(Material for the task)
PR #1784, opened 2025-11-12
Add IReader extension support to Suwayomi-Server

kazemcodes:
- Integrated IReader source-api (38 files) for novel/light novel reading
- Created separate database tables for IReader extensions and sources
- Implemented extension management (install, update, uninstall)
- Added REST API endpoints under /api/v1/ireader/
- Full parallel operation with existing Tachiyomi functionality
- Zero breaking changes to existing code
- Comprehensive documentation included


Syer10:
Interesting, your are the dev of IReader? I'm not against novel support for Suwayomi.

A few notes to start with.
- We do not support the REST api anymore, endpoints should be added under the GraphQL api in the GraphQL package
- I saw quite a bit of duplicate code, especially with the extensions installer. There should be a way to deduplicate this code so that functions can be shared between Manga and Novel extension installers.
- I saw a few expect functions and classes. Since we are a single platform program, there should be no expect/actual, just implementations.

kazemcodes:
yes, I'm dev of IReader, I will try to fix the issue you mentioned,
by the way thanks for creating base implementation

kazemcodes:
I complete all changes you mentioned

> Interesting, your are the dev of IReader? I'm not against novel support for Suwayomi.
> 
> A few notes to start with.
> 
> * We do not support the REST api anymore, endpoints should be added under the GraphQL api in the GraphQL package
> * I saw quite a bit of duplicate code, especially with the extensions installer. There should be a way to deduplicate this code so that functions can be shared between Manga and Novel extension installers.
> * I saw a few expect functions and classes. Since we are a single platform program, there should be no expect/actual, just implementations.

Syer10:
Its a start. I will do a more in-depth review when I have time.

The GraphQL parts are not complete but I can also tell you what's needed later.

server/src/main/kotlin/suwayomi/tachidesk/graphql/mutations/IReaderExtensionMutation.kt
```diff
@@ -0,0 +1,217 @@
...
+
+    data class UpdateAllIReaderExtensionsPayload(
+        val clientMutationId: String?,
+        @GraphQLDescription("Number of extensions queued for update")
+        val updatedCount: Int,
+    )
+
+    @RequireAuth
+    @GraphQLDescription("Update all IReader extensions that have updates available")
+    fun updateAllIReaderExtensions(
```
Syer10: This function is not needed, the client can loop over UpdateExtension themselves

server/src/main/kotlin/suwayomi/tachidesk/graphql/queries/IReaderExtensionQuery.kt
```diff
@@ -0,0 +1,165 @@
...
+import suwayomi.tachidesk.graphql.directives.RequireAuth
+import suwayomi.tachidesk.graphql.types.IReaderExtensionType
+import suwayomi.tachidesk.graphql.types.IReaderSourceType
+import suwayomi.tachidesk.manga.impl.IReaderSource
+import suwayomi.tachidesk.manga.impl.extension.ireader.IReaderExtension
+import suwayomi.tachidesk.manga.impl.extension.ireader.IReaderExtensionsList
+import suwayomi.tachidesk.server.JavalinSetup.future
+import java.util.concurrent.CompletableFuture
+
+class IReaderExtensionQuery {
```
Syer10, line 18: This implementation is wrong, it should mimic the ExtensionQuery and ExtensionMutation classes.

Any query that changes the database needs to be a mutation, and (almost) all database tables should have a dedicated Query class.

server/src/main/kotlin/suwayomi/tachidesk/graphql/queries/IReaderNovelQuery.kt
```diff
@@ -0,0 +1,115 @@
...
+import suwayomi.tachidesk.graphql.directives.RequireAuth
+import suwayomi.tachidesk.graphql.types.IReaderChapterType
+import suwayomi.tachidesk.graphql.types.IReaderNovelType
+import suwayomi.tachidesk.graphql.types.IReaderNovelsPageType
+import suwayomi.tachidesk.graphql.types.IReaderPageType
+import suwayomi.tachidesk.manga.impl.IReaderNovel
+import suwayomi.tachidesk.server.JavalinSetup.future
+import java.util.concurrent.CompletableFuture
+
+class IReaderNovelQuery {
```
Syer10, line 46: This is a group of mutations that should be split up into multiple several files, try to mimic the Manga side when creating these variants.

Syer10 (changes requested):
Initial round of review

kazemcodes:
I made some changes, when you had time check them out

server/src/main/kotlin/ireader/core/http/DefaultUserAgent.kt
```diff
@@ -0,0 +1,5 @@
+package ireader.core.http
+
+const val DEFAULT_USER_AGENT =
```
Syer10: Is this shared to the extension API? If not there is no need to use a contant for the UA since we can use flaresolverr to get a updated one. See NetworkHelper.userAgent

server/src/main/kotlin/ireader/core/prefs/PreferenceStore.kt
```diff
@@ -0,0 +1,220 @@
...
+import java.util.prefs.Preferences
+
+/**
+ * Implementation of IReader's PreferenceStore
+ * Must be in ireader.core.prefs package to match extension expectations
+ */
+class PreferenceStoreImpl(
+    private val packageName: String,
+) : PreferenceStore {
+    private val prefs = Preferences.userRoot().node("suwayomi/ireader/$packageName")
```
Syer10: Instead of storing in the JVM Preferences lets use our implementation of SharedPreferences in AndroidCompat. For example
```suggestion
    private val prefs = Injekt.get<Application>().getSharedPreferences("suwayomi/ireader/$packageName", Context.MODE_PRIVATE)
```

server/src/main/kotlin/ireader/core/source/model/PageListEmpty.kt
```diff
@@ -0,0 +1,5 @@
+
+
+package ireader.core.source.model
```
(End Material for the task)
◆ Exercise objective: Only lines with the word "quite" should be collected from the material.

◆ Written solution:
- I saw quite a bit of duplicate code, especially with the extensions installer. There should be a way to deduplicate this code so that functions can be shared between Manga and Novel extension installers.
> * I saw quite a bit of duplicate code, especially with the extensions installer. There should be a way to deduplicate this code so that functions can be shared between Manga and Novel extension installers.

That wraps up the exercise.